#### Available data:
Issue #94, opened 2021-01-22
[feature] copying JCodeModel


glelouet:
I propose to add a new method in JCodeModel : copy().
This method returns a new CopiedModel that contains recursive copy of all the elements of the parent model.
This CopiedModel also allows to translate the elements of the parent model into its own elements.

This method could be used with the preprocessors : instead of working on the original model, processors would be applied on the copy. If no processor is used, then no copy is done.

Working on it.

phax:
That means a deep-copy of all objects and expressions... That's going to be a big one

glelouet:
yes.

phax:
Okay, than can we have quick chat on how to do it?
I don't like `Object.clone` because you always need to cast.
Can you do something with copy constructors? 
Or do your prefer a custom clone like in https://github.com/phax/ph-commons/blob/master/ph-commons/src/main/java/com/helger/commons/lang/ICloneable.java ?

glelouet:
I'll make a branch.

I was more asking if there is a visible impossibility for this, as to avoid doing "a big one" for nothing.

The method in JCodemodel is just copy(), the ModelCopy extends JCodemodel and add various translate(..) to get the translation.

phax:
One thing that strikes me, is that the basic types (like VOID or BOOLEAN) depend on the JCodeModel instance and all usages of those must also be transfered. That means that the new CM must be passed through quite deep

glelouet:
The issue I have, is that some constructor eg Jatom() are protected.

phax:
Just make them public

glelouet:
NAh I put my ModelCopy in the same package.

The less modifications, the better.

glelouet:
https://github.com/guiguilechat/jcodemodel/blob/copying/src/main/java/com/helger/jcodemodel/ModelCopy.java

phax:
I though you add a copy-constructor or clone method in every class?
Do I get you right - you manually copy the structure from the "outside" of the relevant class?

glelouet:
yes, I just add one class that makes the copy in itself.

phax:
Ah okay. But isnt't there a certain danger that you forget stuff?

glelouet:
indeed.

phax:
Than maybe for the expression stuff could you go for a solution like this: https://github.com/phax/jcodemodel/commit/ead1645d882ff301a530480c26e1e6d7b2c1348d

glelouet:
[...]

PR #96, opened 2021-02-17
Copying

glelouet:
#94 

some changes are formater-related.

basically add a copy()  method in the JCM to copy itself. Also a test class for this new method. plus a few fields that are given accessors, and classes that are made implement serializable.


glelouet:
@phax I think the correction is not good, throw exception without a message would be better.

```java
throw new UnsupportedOperationException (e);
```

PR #107, opened 2025-08-22
Add scripts

glelouet:
I added scripts to a new sh/ dir

1. `sh/install` runs maven install. This allows to have specific parameters for dev env, typically dev-specific profiles enabled.
2. `sh/upgrades` lists the possible upgrades to plugins and dependencies. It does NOT make any change to the actual project, only tells you some things exist.
3. ` sh/spacetabs` forces the git configuration that was explained in the readme, in order to commit java files with doublespace.

mvn params I use in those scripts : 
 - `-ntp` prevents flooding the logs with transfers when a server is slow/down. I got a project where the transfer progress was too verbose and above the logs limit, making the CI build unreadable.
 - `-T2C` tells maven to use twice the number of cores available for parallel modules building in the reactor. Especially important when lots of small submodules and you deploy them (so mix of local IO, remote IO and CPU usage)

Maybe later I will add a `sh/cores` that only install the core modules (not the examples, not the plugin) typically useful when adding a new feature on core and not willing to wait yet for full tests.

### DIFF
--- a/README.md
+++ b/README.md
@@ -181,9 +181,12 @@ Pull requests must follow my personal [Coding Styleguide](https://github.com/pha
 
 ### Tabs vs spaces
 
-This project uses double-space for indentation. If you want to use tabs, you can ask git to modify the files when commiting them and when pulling them. For this, from your project directory : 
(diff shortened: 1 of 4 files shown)


glelouet:
@phax  too fast !  :D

#### Exercise requirements:
The full set of entries must be printed again without any alteration.

#### Exercise response:
Issue #94, opened 2021-01-22
[feature] copying JCodeModel


glelouet:
I propose to add a new method in JCodeModel : copy().
This method returns a new CopiedModel that contains recursive copy of all the elements of the parent model.
This CopiedModel also allows to translate the elements of the parent model into its own elements.

This method could be used with the preprocessors : instead of working on the original model, processors would be applied on the copy. If no processor is used, then no copy is done.

Working on it.

phax:
That means a deep-copy of all objects and expressions... That's going to be a big one

glelouet:
yes.

phax:
Okay, than can we have quick chat on how to do it?
I don't like `Object.clone` because you always need to cast.
Can you do something with copy constructors? 
Or do your prefer a custom clone like in https://github.com/phax/ph-commons/blob/master/ph-commons/src/main/java/com/helger/commons/lang/ICloneable.java ?

glelouet:
I'll make a branch.

I was more asking if there is a visible impossibility for this, as to avoid doing "a big one" for nothing.

The method in JCodemodel is just copy(), the ModelCopy extends JCodemodel and add various translate(..) to get the translation.

phax:
One thing that strikes me, is that the basic types (like VOID or BOOLEAN) depend on the JCodeModel instance and all usages of those must also be transfered. That means that the new CM must be passed through quite deep

glelouet:
The issue I have, is that some constructor eg Jatom() are protected.

phax:
Just make them public

glelouet:
NAh I put my ModelCopy in the same package.

The less modifications, the better.

glelouet:
https://github.com/guiguilechat/jcodemodel/blob/copying/src/main/java/com/helger/jcodemodel/ModelCopy.java

phax:
I though you add a copy-constructor or clone method in every class?
Do I get you right - you manually copy the structure from the "outside" of the relevant class?

glelouet:
yes, I just add one class that makes the copy in itself.

phax:
Ah okay. But isnt't there a certain danger that you forget stuff?

glelouet:
indeed.

phax:
Than maybe for the expression stuff could you go for a solution like this: https://github.com/phax/jcodemodel/commit/ead1645d882ff301a530480c26e1e6d7b2c1348d

glelouet:
[...]

PR #96, opened 2021-02-17
Copying

glelouet:
#94 

some changes are formater-related.

basically add a copy()  method in the JCM to copy itself. Also a test class for this new method. plus a few fields that are given accessors, and classes that are made implement serializable.


glelouet:
@phax I think the correction is not good, throw exception without a message would be better.

```java
throw new UnsupportedOperationException (e);
```

PR #107, opened 2025-08-22
Add scripts

glelouet:
I added scripts to a new sh/ dir

1. `sh/install` runs maven install. This allows to have specific parameters for dev env, typically dev-specific profiles enabled.
2. `sh/upgrades` lists the possible upgrades to plugins and dependencies. It does NOT make any change to the actual project, only tells you some things exist.
3. ` sh/spacetabs` forces the git configuration that was explained in the readme, in order to commit java files with doublespace.

mvn params I use in those scripts : 
 - `-ntp` prevents flooding the logs with transfers when a server is slow/down. I got a project where the transfer progress was too verbose and above the logs limit, making the CI build unreadable.
 - `-T2C` tells maven to use twice the number of cores available for parallel modules building in the reactor. Especially important when lots of small submodules and you deploy them (so mix of local IO, remote IO and CPU usage)

Maybe later I will add a `sh/cores` that only install the core modules (not the examples, not the plugin) typically useful when adding a new feature on core and not willing to wait yet for full tests.

### DIFF
--- a/README.md
+++ b/README.md
@@ -181,9 +181,12 @@ Pull requests must follow my personal [Coding Styleguide](https://github.com/pha
 
 ### Tabs vs spaces
 
-This project uses double-space for indentation. If you want to use tabs, you can ask git to modify the files when commiting them and when pulling them. For this, from your project directory : 
(diff shortened: 1 of 4 files shown)


glelouet:
@phax  too fast !  :D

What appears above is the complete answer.